Background:
I have now studied up on differential forms.
Here are some outcomes of the study
- Understand $\omega:T_p \mathbb{R^n} \rightarrow \mathbb{R}$
- Can integrate m-forms
- Can do derivatives of forms
- Understand Hodge
I have several electromagnetism courses under my belt(not bragging just giving background). My count is 3. ( soon to be 4)
- I can write maxwell's equations in terms of forms
Arena
The transverse gauge (Coulomb gauge).
Going from the gauge condition $\nabla \cdot A = 0$ to writing an expression for A. On a good day, I can do this using physical arguments and basic PDE theory.

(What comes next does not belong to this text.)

PR #866, opened 2025-09-04
Level 3 Example Shooting

kaushikponnapalli:
### Summary

Modified the level 3 example to work with other transcriptions. Currently this will not solve if using PicardShooting due a bug on the dymos side. When that bugfix is merged in, the problem should work with the new transcription.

Vocabulary: I have not read up on closed forms but it seems they are forms whose derivative is zero, and an exact form is one whose derivative is another form.
#Question
What is the simplest way to state Poincare Lemma such that I can apply it computationally to the coulomb gauge?
I can for example now almost recite the lemma but I don't understand what it means. I think it goes something like "~every closed differential form is locally exact" I don't know how this says anything about the vector potential A.
Below is my old attempt at asking the question. I have left it here for historical purposes.
I am trying to understand gauge fixing.
I want to believe that the coulomb gauge is defined by the gauge condition: $\nabla \cdot A = 0$
Now all I have to do is try to solve for A.
It seems the standard physics trick is to start by making a connection with the magnetic field $B$ in terms of the vector potential. So $B = \nabla \times A$. From here one substitutes $B = \nabla \times A$ into $\nabla \times B = \mu J$ to get a Poisson vector potential.
The next trick is to make physical arguments about sources (solving by greens function) and then write down the standard solution.
$A = \frac{\mu}{4 \pi} \int \int \int \frac{J}{|r-r'|} dV$
How is this done to arrive at the standard expression that one gets?
My understanding is that there is a more direct way this is done in mathematics starting with $\nabla \cdot A =0$ there are some lemmas: like Poincare lemma that magically take you to the standard solution directly. For example, see the application to Electromagnetism in this Wikipedia page The only problem is that I've looked at this lemma for a while now and I am having some trouble with it.